ACTIVITY =
Show all lines from the records below in which the string "need" is present.

INFORMATION SUPPLIED =
◆ ◆ ◆ ◆ ◆
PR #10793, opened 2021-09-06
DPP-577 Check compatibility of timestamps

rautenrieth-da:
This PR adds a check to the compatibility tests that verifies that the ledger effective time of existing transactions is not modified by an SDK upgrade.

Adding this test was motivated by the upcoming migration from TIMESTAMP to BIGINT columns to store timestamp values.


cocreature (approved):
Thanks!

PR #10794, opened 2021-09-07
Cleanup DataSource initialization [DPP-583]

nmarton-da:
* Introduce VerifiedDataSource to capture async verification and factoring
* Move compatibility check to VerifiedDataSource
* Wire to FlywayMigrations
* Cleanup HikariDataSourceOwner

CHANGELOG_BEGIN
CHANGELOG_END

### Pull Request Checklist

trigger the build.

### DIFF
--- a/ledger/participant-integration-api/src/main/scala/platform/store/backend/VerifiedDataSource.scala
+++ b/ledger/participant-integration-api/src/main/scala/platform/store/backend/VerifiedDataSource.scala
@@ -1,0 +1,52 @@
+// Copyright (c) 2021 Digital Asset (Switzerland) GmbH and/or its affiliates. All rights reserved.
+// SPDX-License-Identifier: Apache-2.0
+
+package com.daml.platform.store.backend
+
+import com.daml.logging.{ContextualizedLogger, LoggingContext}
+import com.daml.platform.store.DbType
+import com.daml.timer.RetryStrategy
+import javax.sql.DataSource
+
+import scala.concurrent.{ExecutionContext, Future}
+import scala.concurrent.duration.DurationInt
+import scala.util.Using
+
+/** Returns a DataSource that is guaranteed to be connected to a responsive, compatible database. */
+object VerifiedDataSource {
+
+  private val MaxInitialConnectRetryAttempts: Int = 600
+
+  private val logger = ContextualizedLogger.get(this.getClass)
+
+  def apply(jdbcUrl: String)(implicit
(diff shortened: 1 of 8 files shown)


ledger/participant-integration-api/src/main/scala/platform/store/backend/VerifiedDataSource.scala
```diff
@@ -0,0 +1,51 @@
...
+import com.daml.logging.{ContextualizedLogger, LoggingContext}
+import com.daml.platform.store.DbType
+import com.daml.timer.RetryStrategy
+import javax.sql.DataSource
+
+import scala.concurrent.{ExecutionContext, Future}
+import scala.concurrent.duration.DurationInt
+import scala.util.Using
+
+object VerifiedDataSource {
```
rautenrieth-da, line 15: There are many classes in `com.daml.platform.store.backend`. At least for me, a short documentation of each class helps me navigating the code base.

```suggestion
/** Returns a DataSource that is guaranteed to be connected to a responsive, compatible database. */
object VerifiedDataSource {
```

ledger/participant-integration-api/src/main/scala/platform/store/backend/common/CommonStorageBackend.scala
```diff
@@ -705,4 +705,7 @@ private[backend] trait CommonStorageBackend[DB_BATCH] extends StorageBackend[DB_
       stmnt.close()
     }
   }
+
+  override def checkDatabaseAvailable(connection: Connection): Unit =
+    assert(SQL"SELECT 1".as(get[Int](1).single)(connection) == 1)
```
◆ ◆ ◆ ◆ ◆
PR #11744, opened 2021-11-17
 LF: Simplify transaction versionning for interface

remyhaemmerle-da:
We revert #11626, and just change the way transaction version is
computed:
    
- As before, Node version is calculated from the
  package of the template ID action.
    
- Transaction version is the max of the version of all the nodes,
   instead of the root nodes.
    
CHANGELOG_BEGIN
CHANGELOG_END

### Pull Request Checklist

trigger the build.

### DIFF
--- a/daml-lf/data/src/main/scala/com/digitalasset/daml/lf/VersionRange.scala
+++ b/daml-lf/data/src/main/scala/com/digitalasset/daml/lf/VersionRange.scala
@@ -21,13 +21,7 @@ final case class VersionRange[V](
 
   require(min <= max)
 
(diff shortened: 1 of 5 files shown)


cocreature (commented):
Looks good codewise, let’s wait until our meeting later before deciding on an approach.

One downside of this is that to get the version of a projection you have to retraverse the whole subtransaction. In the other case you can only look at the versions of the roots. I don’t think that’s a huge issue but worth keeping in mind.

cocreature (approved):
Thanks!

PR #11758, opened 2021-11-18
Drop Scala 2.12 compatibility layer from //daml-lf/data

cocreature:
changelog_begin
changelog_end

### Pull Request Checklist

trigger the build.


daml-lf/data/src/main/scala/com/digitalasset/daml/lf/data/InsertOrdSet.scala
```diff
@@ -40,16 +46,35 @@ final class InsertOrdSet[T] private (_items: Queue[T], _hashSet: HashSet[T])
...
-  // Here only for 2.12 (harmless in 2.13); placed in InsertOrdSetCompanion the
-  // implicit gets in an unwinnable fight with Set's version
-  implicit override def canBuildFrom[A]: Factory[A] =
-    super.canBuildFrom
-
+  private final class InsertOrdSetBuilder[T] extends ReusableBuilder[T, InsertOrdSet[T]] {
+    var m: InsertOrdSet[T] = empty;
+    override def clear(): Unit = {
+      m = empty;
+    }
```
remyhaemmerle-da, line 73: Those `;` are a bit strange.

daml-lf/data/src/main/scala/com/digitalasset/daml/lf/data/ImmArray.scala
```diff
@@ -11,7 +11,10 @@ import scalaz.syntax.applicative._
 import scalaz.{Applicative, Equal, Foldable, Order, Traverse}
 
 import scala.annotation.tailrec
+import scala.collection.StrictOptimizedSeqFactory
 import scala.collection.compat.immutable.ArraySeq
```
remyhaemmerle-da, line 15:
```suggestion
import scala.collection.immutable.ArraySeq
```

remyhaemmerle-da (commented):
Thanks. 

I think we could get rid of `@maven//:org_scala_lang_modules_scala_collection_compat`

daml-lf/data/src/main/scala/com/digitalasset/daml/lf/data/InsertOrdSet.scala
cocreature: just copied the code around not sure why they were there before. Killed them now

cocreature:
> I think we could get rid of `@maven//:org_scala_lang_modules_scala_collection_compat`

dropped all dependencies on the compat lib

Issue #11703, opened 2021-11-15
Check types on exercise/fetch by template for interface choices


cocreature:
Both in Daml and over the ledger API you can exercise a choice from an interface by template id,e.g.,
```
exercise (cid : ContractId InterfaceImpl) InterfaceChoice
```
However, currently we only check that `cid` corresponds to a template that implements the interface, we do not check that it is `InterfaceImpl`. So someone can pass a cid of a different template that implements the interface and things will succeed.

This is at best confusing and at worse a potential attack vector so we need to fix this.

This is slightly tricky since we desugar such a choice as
◆ ◆ ◆ ◆ ◆
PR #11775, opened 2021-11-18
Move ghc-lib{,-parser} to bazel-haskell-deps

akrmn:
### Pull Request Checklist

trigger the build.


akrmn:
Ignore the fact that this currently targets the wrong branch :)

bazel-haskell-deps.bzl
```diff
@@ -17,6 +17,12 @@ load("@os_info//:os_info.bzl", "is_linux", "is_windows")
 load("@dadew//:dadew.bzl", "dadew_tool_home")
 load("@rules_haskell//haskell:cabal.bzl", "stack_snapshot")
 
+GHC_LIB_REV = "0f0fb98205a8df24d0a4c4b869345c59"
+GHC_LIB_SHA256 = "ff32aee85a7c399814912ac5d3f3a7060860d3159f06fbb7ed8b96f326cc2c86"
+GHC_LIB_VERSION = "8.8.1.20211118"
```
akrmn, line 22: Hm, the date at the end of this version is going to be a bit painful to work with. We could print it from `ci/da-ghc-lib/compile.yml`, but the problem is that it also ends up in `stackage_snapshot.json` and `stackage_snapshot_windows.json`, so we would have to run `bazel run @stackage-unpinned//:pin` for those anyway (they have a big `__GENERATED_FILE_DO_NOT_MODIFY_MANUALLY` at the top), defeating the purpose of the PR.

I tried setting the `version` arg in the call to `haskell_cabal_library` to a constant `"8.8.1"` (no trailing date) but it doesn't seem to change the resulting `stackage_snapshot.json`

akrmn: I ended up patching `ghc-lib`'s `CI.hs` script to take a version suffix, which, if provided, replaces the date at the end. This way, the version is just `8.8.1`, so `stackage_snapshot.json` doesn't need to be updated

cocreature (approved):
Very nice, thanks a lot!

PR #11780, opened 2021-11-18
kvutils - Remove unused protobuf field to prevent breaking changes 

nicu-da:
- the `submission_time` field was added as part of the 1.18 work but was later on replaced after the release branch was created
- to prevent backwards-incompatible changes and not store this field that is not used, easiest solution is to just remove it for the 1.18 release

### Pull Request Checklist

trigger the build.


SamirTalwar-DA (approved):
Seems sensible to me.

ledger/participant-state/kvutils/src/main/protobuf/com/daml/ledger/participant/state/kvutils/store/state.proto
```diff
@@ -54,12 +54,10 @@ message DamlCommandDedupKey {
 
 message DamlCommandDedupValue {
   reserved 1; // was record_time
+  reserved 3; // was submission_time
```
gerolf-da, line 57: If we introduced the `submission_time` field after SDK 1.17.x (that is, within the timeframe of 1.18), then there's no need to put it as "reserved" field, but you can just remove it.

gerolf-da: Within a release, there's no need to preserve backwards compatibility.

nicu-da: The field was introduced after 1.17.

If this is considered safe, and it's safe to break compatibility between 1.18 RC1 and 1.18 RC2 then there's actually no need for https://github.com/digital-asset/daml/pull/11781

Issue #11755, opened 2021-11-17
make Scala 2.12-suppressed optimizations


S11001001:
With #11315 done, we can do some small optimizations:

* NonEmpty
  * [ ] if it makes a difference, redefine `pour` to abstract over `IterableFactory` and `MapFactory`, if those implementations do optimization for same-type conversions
◆ ◆ ◆ ◆ ◆
TASK OUTPUT =
This is at best confusing and at worse a potential attack vector so we need to fix this.
akrmn: I ended up patching `ghc-lib`'s `CI.hs` script to take a version suffix, which, if provided, replaces the date at the end. This way, the version is just `8.8.1`, so `stackage_snapshot.json` doesn't need to be updated
gerolf-da, line 57: If we introduced the `submission_time` field after SDK 1.17.x (that is, within the timeframe of 1.18), then there's no need to put it as "reserved" field, but you can just remove it.
gerolf-da: Within a release, there's no need to preserve backwards compatibility.
If this is considered safe, and it's safe to break compatibility between 1.18 RC1 and 1.18 RC2 then there's actually no need for https://github.com/digital-asset/daml/pull/11781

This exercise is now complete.